На Нассау-стрит дул прохладный ветерок, с неба лился серебристый солнечный свет. Мэтью задумался о том, что вот сегодня ты знаменитость, а завтра твоим портретом размазывают таракана. Тем больше причин одеваться со вкусом, высоко держать голову и наслаждаться славой, пока она у тебя есть.

Они не очень далеко отошли от двери заведения Салли Алмонд, когда Грейтхаус остановился и сказал ему:

– И еще. Я хочу оценить умственные способности Зеда. Например, хорошо ли он понимает по-английски. И как быстро обучаем. Ты можешь мне помочь.

– Помочь? Каким образом?

Мэтью тут же понял, что лучше было не спрашивать.

– У тебя есть знакомый учитель, – сказал Грейтхаус. Сразу Мэтью ничего не ответил, и он подсказал: – Кто работает помощницей директора школы Брауна?

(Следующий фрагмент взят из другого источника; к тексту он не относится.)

PR #5628, opened 2026-05-10
fix: quarantine repeatedly timing out assigned issues

levineam:
## Summary
- prevent stranded assigned-issue recovery from stacking multiple queued runs for the same agent in one sweep
- quarantine assigned issues after repeated recent timeout runs by moving them to blocked with recovery evidence
- add heartbeat recovery tests for one-run-per-agent recovery dispatch and timeout quarantine

## Thinking Path
- Michael was repeatedly timing out the same assigned Paperclip issue, then the recovery sweep kept redispatching it instead of surfacing the failure for intervention.
- The same sweep could also enqueue multiple Michael runs for different assigned issues, which recreates the backlog/stale-lock behavior we are trying to avoid.
- The fix keeps the external-cron architecture intact and hardens Paperclip's own recovery path: one active recovery per agent per sweep, and repeated timeouts become a visible blocked issue with evidence instead of another queued retry.

## Risks
- Recovery throughput is intentionally more conservative: after one recovery wake is queued for an agent, later assigned issues for that agent wait for a later sweep.
- Timeout quarantine may block issues that could have succeeded on one more retry, but the threshold/window are runtime configurable and default to three timeouts in 24 hours.
- The quarantine path creates recovery work; this revision also marks the agent as recovered in-memory after quarantine so follow-up dispatches cannot stack in the same sweep.

## Verification
- pnpm exec vitest run server/src/__tests__/heartbeat-process-recovery.test.ts
- pnpm typecheck

## Operational Note
- Live SUP-1321 was moved to blocked with a timeout-evidence comment after repeated Michael timeouts.
- Queued duplicate Michael runs for SUP-1499 and SUP-1501 were cancelled operationally so the live system has only one active Michael run while this PR is reviewed.

## Model Used
- GPT-5 Codex

### DIFF
--- a/server/src/__tests__/heartbeat-process-recovery.test.ts
+++ b/server/src/__tests__/heartbeat-process-recovery.test.ts
@@ -1808,6 +1808,38 @@ describeEmbeddedPostgres("heartbeat orphaned process recovery", () => {
     }
   });
 
+  it("does not stack assigned todo dispatches for the same agent during one recovery sweep", async () => {
+    const { companyId, agentId, issueId } = await seedAssignedTodoNoRunFixture();
+    const secondIssueId = randomUUID();
+    const issuePrefix = `T${companyId.replace(/-/g, "").slice(0, 6).toUpperCase()}`;
+    await db.insert(issues).values({
+      id: secondIssueId,
+      companyId,
+      title: "Second assigned todo work without a heartbeat",
+      status: "todo",
+      priority: "medium",
+      assigneeAgentId: agentId,
+      assigneeUserId: null,
+      issueNumber: 2,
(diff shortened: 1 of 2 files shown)


levineam:
Addressed the Greptile review items in bf1e1c99:\n\n- Added recoveredAgentIds.add(agentId) in the timeout-quarantine branch so quarantine-created recovery wakes participate in the same per-agent guard as other dispatch paths.\n- Increased recent timeout evidence fetch from policy.count to policy.count + 5 so quarantine comments do not understate repeated timeout volume.\n- Updated the PR body with Thinking Path, Risks, and Model Used sections.

PR #5631, opened 2026-05-10
fix(api): prevent update wiping secret bindings

freddiecoleman:
## Summary

I had an agent delete bindings when it called the API. Paperclip code has it's own guards to prevent this but that is a client side protection which the agent did not follow. This adds a server-side guard consistent with other methods.

## Thinking Path

  > - Agents store their runtime environment variables in `adapterConfig.env`, some of which are secret refs pointing to stored credentials
  > - The secrets subsystem tracks which secrets are bound to which agents via `companySecretBindings` — this table is the source of truth for what an agent is authorised to use at runtime
  > - `syncEnvBindingsForTarget` does a full DELETE of all `env.*` bindings for a target before re-inserting from the current env — calling it with `undefined` wipes all bindings and inserts nothing
  > - The agent create route correctly guarded this call with `if (agentEnv)`, but the update route did not — meaning any PATCH that touched `adapterConfig` but resulted in no `env` on the returned agent would
  silently clear all secret bindings
  > - This is exactly the kind of mistake an agent makes on itself: it patches its own config to change a model or a flag, sends a minimal `adapterConfig` that doesn't include `env` because it didn't know to
  preserve it, and its credentials are silently unbound with no error
  > - This pull request adds the missing guard on the update path, matching the create path, and adds route-level tests covering both the regression and the positive case

  ## What Changed

  - Added `if (agentEnv)` guard around `syncEnvBindingsForTarget` in the agent PATCH route (`server/src/routes/agents.ts`), matching the behaviour of the create route
  - Added `syncEnvBindingsForTarget` to the mock secret service in `agent-permissions-routes.test.ts`
  - Added regression test: verifies sync is not called when the updated `adapterConfig` has no `env` (would have failed before this fix)
  - Added positive test: verifies sync is still called with the correct env when `env` is present after update

  ## Verification

  - `npx vitest run src/__tests__/agent-permissions-routes.test.ts` — all 45 tests pass, including the two new ones
  - The regression test directly captures the broken behaviour: mock `agentService.update` returns an agent with no `env`, assert `syncEnvBindingsForTarget` was never called

  ## Risks

  Low risk. The guard matches what the create path already does. The only behavioural change is skipping the sync when `adapterConfig.env` is absent after an update — in that case the sync would have deleted all
  bindings and inserted nothing, so skipping it is strictly safer. No migrations required.

  ## Model Used

  - Claude (Anthropic), `claude-opus-4-7` via Claude Code CLI. Used with tool execution (Read, Edit, Bash, Explore subagents) and plan mode for design review before each edit pass.

  ## Checklist

### DIFF
--- a/server/src/__tests__/agent-permissions-routes.test.ts
+++ b/server/src/__tests__/agent-permissions-routes.test.ts
@@ -85,6 +85,7 @@ const mockIssueService = vi.hoisted(() => ({
 const mockSecretService = vi.hoisted(() => ({
   normalizeAdapterConfigForPersistence: vi.fn(),
   resolveAdapterConfigForRuntime: vi.fn(),
+  syncEnvBindingsForTarget: vi.fn(),
 }));
 
 const mockAgentInstructionsService = vi.hoisted(() => ({
@@ -318,6 +319,7 @@ describe.sequential("agent permission routes", () => {
     mockIssueService.list.mockReset();
     mockSecretService.normalizeAdapterConfigForPersistence.mockReset();
     mockSecretService.resolveAdapterConfigForRuntime.mockReset();
+    mockSecretService.syncEnvBindingsForTarget.mockReset();
     mockAgentInstructionsService.materializeManagedBundle.mockReset();
     mockCompanySkillService.listRuntimeSkillEntries.mockReset();
     mockCompanySkillService.resolveRequestedSkillKeys.mockReset();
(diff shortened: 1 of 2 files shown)


freddiecoleman:
There is at least one other instance when this can happen, the reproduction is if you tell an agent such as CEO to create a new agent with secrets assigned to them as env vars. They will assign the env vars but they do not get the bindings so when the agent runs they are unable to access them.

The current workaround is to go into the agent and make any change (even no change) and save the configuration. The update causes the bindings to be created and then it works.

brandonburr:

**Rationale:** Critical: prevents data loss when updating issues with secrets — secret bindings are now preserved.

PR #5657, opened 2026-05-10
Fix: assertTransition is a no-op — any issue status transition succeeds, bypassing review gates

banks-ux:
## Thinking Path

> - Paperclip orchestrates AI agents for zero-human companies; agent work moves through a status pipeline (`todo → in_progress → in_review → done`, plus side-states for `blocked`, `cancelled`).
> - The `assertTransition` function in `server/src/services/issues.ts` is the central guardrail meant to enforce both valid-transition semantics and the review gate (issues with acceptance-criteria / brief / deliverable / qa documents must transit `in_review` before `done`).
> - At pristine v2026.428.0, `assertTransition` is a no-op stub — it only validates that the destination status is a known enum value, accepting any `* → *` transition between known statuses. Review-gated workflows have no platform protection.
> - Convention-based enforcement (telling agents "transition through `in_review`" in their training files) is fragile; one slip ships review-required work directly to `done` without a reviewer's verdict.
> - This PR replaces the no-op with: an `ALLOWED_TRANSITIONS` matrix encoding directed-edge legality per source state, a `hasIssueReviewGate` heuristic that checks for review-gate documents on the issue, and audit logging for terminal-state reversals (`done → !done` and `cancelled → todo`).
> - The benefit is that gate-bypassing `in_progress → done` transitions on review-gated issues now return a 409 with a documented error message, and downstream observability of terminal-state reversals is preserved via an `issue.status.reverse_transition` activity-log entry.

## What Changed

- `assertTransition(from, to, { issueId, hasReviewGate })` now enforces a per-source-state `ALLOWED_TRANSITIONS` matrix. Disallowed transitions throw 409 conflict with the source and target named in the error.
- Review-gate check on `in_progress → done`: if the issue has any `issue_documents` row keyed `spec`/`deliverable`/`qa`/`brief` (`REVIEW_GATE_DOCUMENT_KEYS`), the transition is rejected with a 409 citing the gate. Caller must transit via `in_review` first.
- Review-gate check + `assertTransition` call run INSIDE the `update()` transaction so a concurrently-added gated document cannot land between the check and the status update.
- `issue.status.reverse_transition` activity-log entry emitted for both terminal-state reversals: `done → !done` and `cancelled → todo`. Discriminating `reason` string distinguishes the two paths so downstream consumers (reporting, productivity-review) can reason about the lifecycle correctly.
- 16 integration tests added covering: full happy path, gate enforcement on every `from !== in_review → done` source, gate bypass when no gate documents, matrix-aligned rejection of `todo → in_review`, allowed `cancelled → todo` un-cancel, `in_review → todo` accept-interaction flow, idempotent same-state, and both reverse-transition audit entries (done revert + un-cancel).

## Verification

```bash
pnpm --filter @paperclipai/server test -- issues-transition.test.ts
```

All 16 tests pass against an embedded Postgres instance. Tests skip gracefully on hosts where embedded Postgres is unavailable.

Live-verified in production (FirstString HoldCo deployment, 2026-05-07 onward): direct `in_progress → done` transitions on review-gated issues return 409 with the documented error message; non-gated transitions through the matrix work as expected; `done → in_review` revert emits the activity-log entry.

## Risks

Medium risk on initial adoption. Deployments that historically bypassed the review gate via direct `* → done` updates will start receiving 409s on those calls — that's the intended behavior, but it may surface latent agent-training bugs in adopting deployments. The matrix is intentionally tight; deployments that need additional transitions (e.g., early-review-pickup `todo → in_review`) can add them by extending `ALLOWED_TRANSITIONS`. Moving the gate check inside the transaction closes a race that existed pre-PR but is otherwise behavior-preserving.

## Model Used

Claude (Anthropic) — Claude Opus 4.7 (1M context window) via Claude Code CLI. The change was authored as part of the local patch series for FirstString HoldCo, then prepared as this upstream PR. Greptile-review revisions in this PR also authored by the same model.

## Checklist

- [x] I have added tests covering the changed behavior
- [x] I have verified the change against my local deployment
- [x] I have flagged risks
- [x] I have specified the AI model used

### DIFF
--- a/server/src/__tests__/issues-transition.test.ts
+++ b/server/src/__tests__/issues-transition.test.ts
@@ -142,10 +142,17 @@ describeEmbeddedPostgres("issueService.update status transition guard", () => {
     });
   });
 
-  it("allows todo -> in_review (early review pickup)", async () => {
+  it("rejects todo -> in_review (matrix requires transit via in_progress)", async () => {
+    // The ALLOWED_TRANSITIONS matrix in services/issues.ts intentionally
+    // does NOT include `in_review` in the `todo` source set: review pickup
+    // happens via `in_progress` (work-then-review) rather than as a direct
+    // skip from `todo`. If a workflow needs early-review-pickup, the matrix
+    // is the right place to relax it; for now the strict pipeline keeps
+    // execution lifecycle observable.
     const { issueId } = await setup({ initialStatus: "todo" });
-    const row = await svc.update(issueId, { status: "in_review" });
-    expect(row?.status).toBe("in_review");
+    await expect(svc.update(issueId, { status: "in_review" })).rejects.toMatchObject({
+      status: 409,
+    });
   });
 
   it("rejects in_progress -> done when a review gate is present", async () => {
@@ -240,6 +247,34 @@ describeEmbeddedPostgres("issueService.update status transition guard", () => {
     expect(logs[0]!.details).toMatchObject({
       from: "done",
       to: "in_review",
+    });
+  });
+
+  it("emits an activityLog reverse_transition event on cancelled -> todo (un-cancel)", async () => {
+    // Parallel to the done-revert audit: un-cancelling work leaves the
+    // terminal-state footprint behind and downstream consumers (reporting,
+    // productivity-review) need to see the trail entry to reason about the
+    // lifecycle correctly.
+    const { companyId, issueId } = await setup({ initialStatus: "cancelled" });
+    await svc.update(issueId, { status: "todo" });
+    const logs = await db
+      .select()
+      .from(activityLog)
+      .where(
+        and(
+          eq(activityLog.companyId, companyId),
+          eq(activityLog.entityType, "issue"),
+          eq(activityLog.entityId, issueId),
+          eq(activityLog.action, "issue.status.reverse_transition"),
+        ),
+      );
+    expect(logs.length).toBe(1);
+    expect(logs[0]!.actorType).toBe("system");
+    expect(logs[0]!.actorId).toBe("issues.update");
+    expect(logs[0]!.details).toMatchObject({
+      from: "cancelled",
+      to: "todo",
+      reason: "cancelled state un-cancelled",
     });
   });
 });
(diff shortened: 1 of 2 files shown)


banks-ux:
**Bug fix push (force-pushed `--force-with-lease` to `fix/status-transition-guard`):**

Original patch banned direct `todo → done` unconditionally via the matrix. CI surfaced two upstream tests under `issueService blockers and dependency wake readiness > only returns dependents once every blocker is done` and `> reports dependency readiness for blocked issue chains` that legitimately transition `todo → done` for tasks without review-gate documents. Plus `issue-thread-interactions-service.test.ts > returns agent-authored request confirmations to the creating agent when a board user accepts` was rejecting `in_review → todo` (the v2026.428 acceptInteraction path) — that relaxation existed in our deployment but was missing from the patch file used to file this PR.

**Design correction:**

- `ALLOWED_TRANSITIONS[todo]` now includes `in_review` and `done`.
- `ALLOWED_TRANSITIONS[in_review]` now includes `todo` (acceptInteraction).
- Review-gate guard generalized from `from === "in_progress" && to === "done"` to `to === "done" && from !== "in_review"`, so any task with attached `spec` / `deliverable` / `qa` / `brief` documents is forced through `in_review` regardless of source state. Tasks without those documents may transition directly to `done`.

Original design intent (force review-gated tasks through `in_review`) preserved; non-review-gated tasks can skip directly to `done` from any sensible state.

Test count bumped from 15 → 16 to cover the new branches (`allows todo -> done when no review gate is present`, `rejects todo -> done when a review gate is present`, `allows todo -> in_review`; removed the obsolete `rejects todo -> done direct` matrix-only assertion).

Verified locally: full server suite passes 1440/1441 (sole failure = `heartbeat-comment-wake-batching > promotes deferred comment wakes after the active run closes the issue`, a pre-existing failure on pristine `v2026.428.0` with no patches applied — not introduced by this PR).

banks-ux:
The remaining `verify` job failure (heartbeat-comment-wake-batching.test.ts:25 timeout) reproduces on pristine v2026.428.0 master with no patches applied — it's not introduced by this PR. Tracked in our internal OQ-185. The 2 patch-related failures (`Invalid status transition: todo → done` and `in_review → todo`) that the original 4-annotation set surfaced are both resolved by force-pushed commit 6264425. Happy to investigate the pre-existing timeout if maintainer thinks it's actionable from this PR's scope, but it appears to be a standalone upstream test stability issue.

Ну конечно, Берри Григсби. Мэтью посторонился, чтобы дать дорогу фургону с привязанным сзади темно-желтым быком, которого вели на рынок.

– Хочу узнать ее мнение. Приходи сам и приводи свою подругу к четырем часам в ратушу. Подниметесь на чердак к Маккаггерсу.

– О, ей это понравится!

Мэтью представил себе, что будет с Берри на этом чердаке, где Маккаггерс держит скелеты и другие страшные реликвии коронерского ремесла. Она вылетит оттуда, как ядро из пушки-двенадцатифунтовки.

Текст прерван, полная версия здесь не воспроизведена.